# JoeHo Mantid Photos



## myzticalboi (Aug 10, 2010)

Before the food was alive







And AFTER.....=)
















Mating Gongys






C. Nebulosa


----------



## LauraMG (Aug 10, 2010)

Beautiful!


----------



## more_rayne (Aug 10, 2010)

Cool, what was your lighting setup for the ghost photos? Also, what aperture did you use?


----------



## myzticalboi (Aug 10, 2010)

more_rayne said:


> Cool, what was your lighting setup for the ghost photos? Also, what aperture did you use?

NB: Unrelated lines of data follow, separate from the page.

PR #924, opened 2022-01-30
Added a qtile profile

edl2:
Working on adding a qtile profile, should nitrogen be included and nano vs vim and dmenu vs rofi should be discussed.

### DIFF
--- a/profiles/qtile.py
+++ b/profiles/qtile.py
@@ -11,11 +11,7 @@ __packages__ = [
 	'alacritty',
 	'lightdm-gtk-greeter',
 	'lightdm',
-	'dmenu',
-	'pcmanfm',
-	'vim',
-	'nano',
-	'nitrogen',
+	'dmenu'
 	
 	
 ]
--- a/profiles/qtile.py
+++ b/profiles/qtile.py
@@ -22,8 +22,8 @@ def _prep_function(*args, **kwargs):
 	for more input before any other installer steps start.
 	"""
 
-if __name__ == 'qtile':
 
+if __name__ == 'qtile':
 	# Install dependency profiles
 	archinstall.storage['installation_session'].install_profile('xorg')
 
--- a/profiles/qtile.py
+++ b/profiles/qtile.py
@@ -1,0 +1,55 @@
+# A desktop environment using "qtile" window manager with common packages.
+
+import archinstall
+
+is_top_level_profile = False
+
+# New way of defining packages for a profile, which is iterable and can be used out side
+# of the profile to get a list of "what packages will be installed".
+__packages__ = [
+	'qtile',
+	'alacritty',
+	'lightdm-gtk-greeter',
+	'lightdm',
+	'dmenu',
+	'pcmanfm',
+	'vim',
+	'nano',
+	'nitrogen',
+	
+	
+]
+
+
+def _prep_function(*args, **kwargs):
+	"""
+	Magic function called by the importing installer
+	before continuing any further. It also avoids executing any
+	other code in this stage. So it's a safe way to ask the user
+	for more input before any other installer steps start.
+	"""
+
+
+
+	# qtile requires a functioning Xorg installation.
+	profile = archinstall.Profile(None, 'xorg')
+	with profile.load_instructions(namespace='xorg.py') as imported:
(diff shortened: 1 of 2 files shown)


Torxed:
Looks sensible to me. Looking forward to testing a python based WM :)

dylanmtaylor:
> Looks sensible to me. Looking forward to testing a python based WM :)

I'm not really sure we want too many more desktop environment options - especially if it's somewhat opinionated by us, for example, by picking things like vim, nano, and nitrogen. We should try to ship upstream without packages like these. Also, vim/nano is redundant with base packages, IMO. They don't really belong in the desktop profile.

profiles/qtile.py
```diff
@@ -0,0 +1,55 @@
...
+# New way of defining packages for a profile, which is iterable and can be used out side
+# of the profile to get a list of "what packages will be installed".
+__packages__ = [
+	'qtile',
+	'alacritty',
+	'lightdm-gtk-greeter',
+	'lightdm',
+	'dmenu',
+	'pcmanfm',
+	'vim',
```
dylanmtaylor, line 16: remove vim and nano, these aren't DE specific and don't belong in the desktop profile.

profiles/qtile.py
```diff
@@ -0,0 +1,55 @@
...
+	'nano',
+	'nitrogen',
+
```
dylanmtaylor, line 19: delete blank spaces here for linter, and remove trailing comman from nitrogen. Also, is nitrogen really needed?

profiles/qtile.py
```diff
@@ -0,0 +1,55 @@
...
+			return imported._prep_function()
+		else:
+			print('Deprecated (??): xorg profile has no _prep_function() anymore')
+
+
+if __name__ == 'qtile':
+
+
+	# Install dependency profiles
+	archinstall.storage['installation_session'].install_profile('xorg')
```
dylanmtaylor, line 47: qtile looks like it can run with Wayland, maybe this isn't needed?

dylanmtaylor:
Please correct the flake8 errors - only a few of them, so shouldn't take too long. https://github.com/archlinux/archinstall/runs/4999156240?check_suite_focus=true

profiles/qtile.py
edl2: For linter and the flake errors do I remove all blank spaces ?

dylanmtaylor: Just the blank lines where it's complaining.

dylanmtaylor:
Hmm, on second thought, we might want to do what we do in GNOME and install Xorg here, for now: https://github.com/archlinux/archinstall/blob/master/profiles/gnome.py#L24

edl2:
keep in mind that reverting 34e89b1 would also revert some spacing error fixes

tuhanayim:
You should add this profile to `profiles/desktop.py`.
https://github.com/archlinux/archinstall/blob/master/profiles/desktop.py#L23

dylanmtaylor:
> keep in mind that reverting 34e89b1 would also revert some spacing error fixes

Ah. In that case, maybe just copy the block out of the history. And the other commentator is right, it needs to be in desktop.py for it to show in the list.

Torxed:
> Hmm, on second thought, we might want to do what we do in GNOME and install Xorg here, for now: https://github.com/archlinux/archinstall/blob/master/profiles/gnome.py#L24
> 
> This would just be a revert of [34e87b1](https://github.com/archlinux/archinstall/commit/34e87b13accfba16cd8a145e513f225de7fd86fc)
> 
> @Torxed , thoughts?

I agree on this one.
I revert the commit-hash in question, since this is the first time committing to a project - in case git is new too here's how I did it:
```
cd archinstall
git revert 34e87b13accfba16cd8a145e513f225de7fd86fc
# modify/fix the merge issue it complained about with sublime
git add profiles/qtile.py
git revert --continue
# Used the commit message as-is
git push
```

Torxed:
> You should add this profile to `profiles/desktop.py`. https://github.com/archlinux/archinstall/blob/master/profiles/desktop.py#L23

Added it to the desktop selection :) Nice to point out where to add it to new contributors, helps a lot!

I think this PR is ready to go in.

PR #929, opened 2022-02-01
profiles/kde: replace `kate` with `kwrite`

tuhanayim:
# Describe Your PR
[The merge request on invent.kde.org that replaces Kate with Kwrite has been merged.](https://invent.kde.org/plasma/plasma-desktop/-/merge_requests/704)
# Quote From Merge Request
```
Kate is a programmer's text editor that may not be the best choice for a
general-purpose note taking or text editing tool. Furthermore, its name
and icon do not make its purpose obvious, and this is important for the
Favorites view, where any given menu representation is not guaranteed to
show the description (and in fact most do not) so being recognizable by
icon or name is important.
```

### DIFF
--- a/profiles/kde.py
+++ b/profiles/kde.py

Using the built in flash and 40watt heat lamp.

F= 6.3 S= 1/180


----------



## eur0pein (Aug 10, 2010)

i love the color of your ghost mantis


----------



## naeff002 (Aug 11, 2010)

Really nice pictures


----------



## myzticalboi (Sep 8, 2010)

Three different shades of Female Ghost Mantises


----------



## Mex_Ghost (Sep 8, 2010)

Your Paradoxas are so beautiful, and the fourth photo (before Gongys) is the one I like the most.

saludos

Arturo


----------



## more_rayne (Sep 8, 2010)

Oooh, love the eerie green ones!


----------



## LauraMG (Sep 8, 2010)

Wow! It's very stunning to see them all right next to each other like that!


----------



## lancaster1313 (Sep 8, 2010)

I like the dark one.  They do look good all lined up.


----------



## kitkat39 (Sep 9, 2010)

Very Nice! I like the green one! Give it back! =Þ:::


----------



## Seattle79 (Sep 9, 2010)

Three different shades, very nice. I like pics 3 &amp; 4, great lineup.

-Kevin


----------



## guapoalto049 (Sep 9, 2010)

These are some great photos. I love the color morphs of the ghosts, they are amazing! It boggles my mind that ghosts kept in the same enclosure turn out to be so different.


----------



## shorty (Sep 9, 2010)

Absolutely beautiful photos! What kind of camera and lens are you using?


----------



## myzticalboi (Sep 10, 2010)

shorty said:


> Absolutely beautiful photos! What kind of camera and lens are you using?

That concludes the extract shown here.